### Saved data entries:
=== Begin Enclosure ===

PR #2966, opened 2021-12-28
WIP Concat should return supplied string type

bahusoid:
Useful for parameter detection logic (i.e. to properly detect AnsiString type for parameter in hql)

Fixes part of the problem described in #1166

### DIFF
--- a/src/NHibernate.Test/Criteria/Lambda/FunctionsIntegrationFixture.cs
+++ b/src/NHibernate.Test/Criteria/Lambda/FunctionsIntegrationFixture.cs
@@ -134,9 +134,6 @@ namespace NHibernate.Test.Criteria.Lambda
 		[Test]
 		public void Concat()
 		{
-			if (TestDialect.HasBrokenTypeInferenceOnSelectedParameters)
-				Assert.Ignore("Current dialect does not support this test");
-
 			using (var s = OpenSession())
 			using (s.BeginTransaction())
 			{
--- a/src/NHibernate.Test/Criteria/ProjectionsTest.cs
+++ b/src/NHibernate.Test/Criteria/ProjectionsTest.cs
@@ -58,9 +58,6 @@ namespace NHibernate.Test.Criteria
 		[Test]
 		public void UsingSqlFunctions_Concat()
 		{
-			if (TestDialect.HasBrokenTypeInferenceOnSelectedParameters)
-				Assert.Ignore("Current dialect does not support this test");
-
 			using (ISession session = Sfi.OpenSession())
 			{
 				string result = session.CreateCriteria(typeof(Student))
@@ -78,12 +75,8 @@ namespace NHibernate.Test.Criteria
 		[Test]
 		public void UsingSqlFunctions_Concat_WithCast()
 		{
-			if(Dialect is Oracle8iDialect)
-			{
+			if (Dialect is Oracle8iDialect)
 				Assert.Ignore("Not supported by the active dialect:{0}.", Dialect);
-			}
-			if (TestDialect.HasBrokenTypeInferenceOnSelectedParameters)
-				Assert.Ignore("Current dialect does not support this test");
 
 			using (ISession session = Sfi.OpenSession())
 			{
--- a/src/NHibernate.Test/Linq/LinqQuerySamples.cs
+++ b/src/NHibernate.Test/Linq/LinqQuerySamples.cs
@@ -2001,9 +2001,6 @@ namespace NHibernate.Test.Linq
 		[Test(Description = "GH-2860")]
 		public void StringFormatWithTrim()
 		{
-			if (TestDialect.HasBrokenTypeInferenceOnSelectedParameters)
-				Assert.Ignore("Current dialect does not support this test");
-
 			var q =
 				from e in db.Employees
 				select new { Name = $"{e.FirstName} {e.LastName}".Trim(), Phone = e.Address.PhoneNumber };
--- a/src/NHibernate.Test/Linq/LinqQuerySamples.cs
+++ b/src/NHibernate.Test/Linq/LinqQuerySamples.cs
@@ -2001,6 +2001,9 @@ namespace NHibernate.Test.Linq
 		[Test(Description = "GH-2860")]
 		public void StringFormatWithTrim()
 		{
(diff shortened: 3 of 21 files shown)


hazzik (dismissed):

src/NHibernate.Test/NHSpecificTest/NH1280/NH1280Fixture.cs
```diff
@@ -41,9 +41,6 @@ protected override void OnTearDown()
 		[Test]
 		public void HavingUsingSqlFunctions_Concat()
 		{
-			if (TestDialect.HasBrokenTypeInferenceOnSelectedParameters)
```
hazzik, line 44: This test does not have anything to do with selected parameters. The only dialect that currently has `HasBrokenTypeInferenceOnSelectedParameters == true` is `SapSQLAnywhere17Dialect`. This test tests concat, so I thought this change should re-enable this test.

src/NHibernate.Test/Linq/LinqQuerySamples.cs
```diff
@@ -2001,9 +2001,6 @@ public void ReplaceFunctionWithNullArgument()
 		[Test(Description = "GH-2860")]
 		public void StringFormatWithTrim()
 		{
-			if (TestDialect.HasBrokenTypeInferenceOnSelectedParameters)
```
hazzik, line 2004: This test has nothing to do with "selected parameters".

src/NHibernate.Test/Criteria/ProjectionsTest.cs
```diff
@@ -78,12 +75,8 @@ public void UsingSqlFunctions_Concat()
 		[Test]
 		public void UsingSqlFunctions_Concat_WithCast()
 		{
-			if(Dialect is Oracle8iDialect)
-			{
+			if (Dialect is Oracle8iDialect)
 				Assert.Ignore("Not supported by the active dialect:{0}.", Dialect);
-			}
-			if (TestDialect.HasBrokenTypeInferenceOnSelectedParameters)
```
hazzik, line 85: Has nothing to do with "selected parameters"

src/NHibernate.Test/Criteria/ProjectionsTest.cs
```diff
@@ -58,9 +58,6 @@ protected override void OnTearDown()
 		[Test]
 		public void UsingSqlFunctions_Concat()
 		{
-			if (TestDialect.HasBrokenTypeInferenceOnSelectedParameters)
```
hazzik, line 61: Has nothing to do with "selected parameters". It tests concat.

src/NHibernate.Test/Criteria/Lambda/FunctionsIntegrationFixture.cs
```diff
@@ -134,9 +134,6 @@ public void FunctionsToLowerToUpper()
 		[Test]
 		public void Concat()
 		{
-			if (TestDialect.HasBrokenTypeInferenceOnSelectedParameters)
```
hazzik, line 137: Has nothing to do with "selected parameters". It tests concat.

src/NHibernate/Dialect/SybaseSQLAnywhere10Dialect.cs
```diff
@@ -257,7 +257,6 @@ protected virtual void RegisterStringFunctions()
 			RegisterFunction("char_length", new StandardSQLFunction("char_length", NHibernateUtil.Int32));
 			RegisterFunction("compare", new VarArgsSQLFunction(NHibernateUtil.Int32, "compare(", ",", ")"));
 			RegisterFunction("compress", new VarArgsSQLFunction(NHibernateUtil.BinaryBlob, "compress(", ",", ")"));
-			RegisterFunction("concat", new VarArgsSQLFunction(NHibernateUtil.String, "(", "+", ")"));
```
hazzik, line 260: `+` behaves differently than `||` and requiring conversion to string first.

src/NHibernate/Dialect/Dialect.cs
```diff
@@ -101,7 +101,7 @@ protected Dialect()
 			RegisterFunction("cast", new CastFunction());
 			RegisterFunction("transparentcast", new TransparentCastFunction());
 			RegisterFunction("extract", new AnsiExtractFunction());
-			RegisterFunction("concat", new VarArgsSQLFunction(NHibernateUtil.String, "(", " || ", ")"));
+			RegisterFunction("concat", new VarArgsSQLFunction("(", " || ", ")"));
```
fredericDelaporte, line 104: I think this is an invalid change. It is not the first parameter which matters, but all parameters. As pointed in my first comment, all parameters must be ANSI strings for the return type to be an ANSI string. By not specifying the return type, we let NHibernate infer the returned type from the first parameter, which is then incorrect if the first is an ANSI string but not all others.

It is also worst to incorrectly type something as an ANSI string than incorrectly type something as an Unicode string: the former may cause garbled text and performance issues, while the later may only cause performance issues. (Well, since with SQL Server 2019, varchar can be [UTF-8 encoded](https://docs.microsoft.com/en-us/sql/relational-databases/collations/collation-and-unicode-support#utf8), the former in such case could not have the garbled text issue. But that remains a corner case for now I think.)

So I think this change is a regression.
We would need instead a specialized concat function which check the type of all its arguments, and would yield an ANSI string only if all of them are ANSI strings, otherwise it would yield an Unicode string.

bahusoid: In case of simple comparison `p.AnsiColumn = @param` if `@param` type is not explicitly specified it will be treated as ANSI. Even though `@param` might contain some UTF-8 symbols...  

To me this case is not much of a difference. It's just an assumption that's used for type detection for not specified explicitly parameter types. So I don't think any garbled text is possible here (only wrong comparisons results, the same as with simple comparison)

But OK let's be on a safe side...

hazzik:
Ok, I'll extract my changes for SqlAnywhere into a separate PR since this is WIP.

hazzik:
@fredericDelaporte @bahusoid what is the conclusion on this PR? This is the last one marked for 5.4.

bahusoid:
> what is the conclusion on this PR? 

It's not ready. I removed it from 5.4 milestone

=== End Enclosure ===

### Problem description:
Exact repetition of every record is required.

### Exercise response:
PR #2966, opened 2021-12-28
WIP Concat should return supplied string type

bahusoid:
Useful for parameter detection logic (i.e. to properly detect AnsiString type for parameter in hql)

Fixes part of the problem described in #1166

### DIFF
--- a/src/NHibernate.Test/Criteria/Lambda/FunctionsIntegrationFixture.cs
+++ b/src/NHibernate.Test/Criteria/Lambda/FunctionsIntegrationFixture.cs
@@ -134,9 +134,6 @@ namespace NHibernate.Test.Criteria.Lambda
 		[Test]
 		public void Concat()
 		{
-			if (TestDialect.HasBrokenTypeInferenceOnSelectedParameters)
-				Assert.Ignore("Current dialect does not support this test");
-
 			using (var s = OpenSession())
 			using (s.BeginTransaction())
 			{
--- a/src/NHibernate.Test/Criteria/ProjectionsTest.cs
+++ b/src/NHibernate.Test/Criteria/ProjectionsTest.cs
@@ -58,9 +58,6 @@ namespace NHibernate.Test.Criteria
 		[Test]
 		public void UsingSqlFunctions_Concat()
 		{
-			if (TestDialect.HasBrokenTypeInferenceOnSelectedParameters)
-				Assert.Ignore("Current dialect does not support this test");
-
 			using (ISession session = Sfi.OpenSession())
 			{
 				string result = session.CreateCriteria(typeof(Student))
@@ -78,12 +75,8 @@ namespace NHibernate.Test.Criteria
 		[Test]
 		public void UsingSqlFunctions_Concat_WithCast()
 		{
-			if(Dialect is Oracle8iDialect)
-			{
+			if (Dialect is Oracle8iDialect)
 				Assert.Ignore("Not supported by the active dialect:{0}.", Dialect);
-			}
-			if (TestDialect.HasBrokenTypeInferenceOnSelectedParameters)
-				Assert.Ignore("Current dialect does not support this test");
 
 			using (ISession session = Sfi.OpenSession())
 			{
--- a/src/NHibernate.Test/Linq/LinqQuerySamples.cs
+++ b/src/NHibernate.Test/Linq/LinqQuerySamples.cs
@@ -2001,9 +2001,6 @@ namespace NHibernate.Test.Linq
 		[Test(Description = "GH-2860")]
 		public void StringFormatWithTrim()
 		{
-			if (TestDialect.HasBrokenTypeInferenceOnSelectedParameters)
-				Assert.Ignore("Current dialect does not support this test");
-
 			var q =
 				from e in db.Employees
 				select new { Name = $"{e.FirstName} {e.LastName}".Trim(), Phone = e.Address.PhoneNumber };
--- a/src/NHibernate.Test/Linq/LinqQuerySamples.cs
+++ b/src/NHibernate.Test/Linq/LinqQuerySamples.cs
@@ -2001,6 +2001,9 @@ namespace NHibernate.Test.Linq
 		[Test(Description = "GH-2860")]
 		public void StringFormatWithTrim()
 		{
(diff shortened: 3 of 21 files shown)


hazzik (dismissed):

src/NHibernate.Test/NHSpecificTest/NH1280/NH1280Fixture.cs
```diff
@@ -41,9 +41,6 @@ protected override void OnTearDown()
 		[Test]
 		public void HavingUsingSqlFunctions_Concat()
 		{
-			if (TestDialect.HasBrokenTypeInferenceOnSelectedParameters)
```
hazzik, line 44: This test does not have anything to do with selected parameters. The only dialect that currently has `HasBrokenTypeInferenceOnSelectedParameters == true` is `SapSQLAnywhere17Dialect`. This test tests concat, so I thought this change should re-enable this test.

src/NHibernate.Test/Linq/LinqQuerySamples.cs
```diff
@@ -2001,9 +2001,6 @@ public void ReplaceFunctionWithNullArgument()
 		[Test(Description = "GH-2860")]
 		public void StringFormatWithTrim()
 		{
-			if (TestDialect.HasBrokenTypeInferenceOnSelectedParameters)
```
hazzik, line 2004: This test has nothing to do with "selected parameters".

src/NHibernate.Test/Criteria/ProjectionsTest.cs
```diff
@@ -78,12 +75,8 @@ public void UsingSqlFunctions_Concat()
 		[Test]
 		public void UsingSqlFunctions_Concat_WithCast()
 		{
-			if(Dialect is Oracle8iDialect)
-			{
+			if (Dialect is Oracle8iDialect)
 				Assert.Ignore("Not supported by the active dialect:{0}.", Dialect);
-			}
-			if (TestDialect.HasBrokenTypeInferenceOnSelectedParameters)
```
hazzik, line 85: Has nothing to do with "selected parameters"

src/NHibernate.Test/Criteria/ProjectionsTest.cs
```diff
@@ -58,9 +58,6 @@ protected override void OnTearDown()
 		[Test]
 		public void UsingSqlFunctions_Concat()
 		{
-			if (TestDialect.HasBrokenTypeInferenceOnSelectedParameters)
```
hazzik, line 61: Has nothing to do with "selected parameters". It tests concat.

src/NHibernate.Test/Criteria/Lambda/FunctionsIntegrationFixture.cs
```diff
@@ -134,9 +134,6 @@ public void FunctionsToLowerToUpper()
 		[Test]
 		public void Concat()
 		{
-			if (TestDialect.HasBrokenTypeInferenceOnSelectedParameters)
```
hazzik, line 137: Has nothing to do with "selected parameters". It tests concat.

src/NHibernate/Dialect/SybaseSQLAnywhere10Dialect.cs
```diff
@@ -257,7 +257,6 @@ protected virtual void RegisterStringFunctions()
 			RegisterFunction("char_length", new StandardSQLFunction("char_length", NHibernateUtil.Int32));
 			RegisterFunction("compare", new VarArgsSQLFunction(NHibernateUtil.Int32, "compare(", ",", ")"));
 			RegisterFunction("compress", new VarArgsSQLFunction(NHibernateUtil.BinaryBlob, "compress(", ",", ")"));
-			RegisterFunction("concat", new VarArgsSQLFunction(NHibernateUtil.String, "(", "+", ")"));
```
hazzik, line 260: `+` behaves differently than `||` and requiring conversion to string first.

src/NHibernate/Dialect/Dialect.cs
```diff
@@ -101,7 +101,7 @@ protected Dialect()
 			RegisterFunction("cast", new CastFunction());
 			RegisterFunction("transparentcast", new TransparentCastFunction());
 			RegisterFunction("extract", new AnsiExtractFunction());
-			RegisterFunction("concat", new VarArgsSQLFunction(NHibernateUtil.String, "(", " || ", ")"));
+			RegisterFunction("concat", new VarArgsSQLFunction("(", " || ", ")"));
```
fredericDelaporte, line 104: I think this is an invalid change. It is not the first parameter which matters, but all parameters. As pointed in my first comment, all parameters must be ANSI strings for the return type to be an ANSI string. By not specifying the return type, we let NHibernate infer the returned type from the first parameter, which is then incorrect if the first is an ANSI string but not all others.

It is also worst to incorrectly type something as an ANSI string than incorrectly type something as an Unicode string: the former may cause garbled text and performance issues, while the later may only cause performance issues. (Well, since with SQL Server 2019, varchar can be [UTF-8 encoded](https://docs.microsoft.com/en-us/sql/relational-databases/collations/collation-and-unicode-support#utf8), the former in such case could not have the garbled text issue. But that remains a corner case for now I think.)

So I think this change is a regression.
We would need instead a specialized concat function which check the type of all its arguments, and would yield an ANSI string only if all of them are ANSI strings, otherwise it would yield an Unicode string.

bahusoid: In case of simple comparison `p.AnsiColumn = @param` if `@param` type is not explicitly specified it will be treated as ANSI. Even though `@param` might contain some UTF-8 symbols...  

To me this case is not much of a difference. It's just an assumption that's used for type detection for not specified explicitly parameter types. So I don't think any garbled text is possible here (only wrong comparisons results, the same as with simple comparison)

But OK let's be on a safe side...

hazzik:
Ok, I'll extract my changes for SqlAnywhere into a separate PR since this is WIP.

hazzik:
@fredericDelaporte @bahusoid what is the conclusion on this PR? This is the last one marked for 5.4.

bahusoid:
> what is the conclusion on this PR? 

It's not ready. I removed it from 5.4 milestone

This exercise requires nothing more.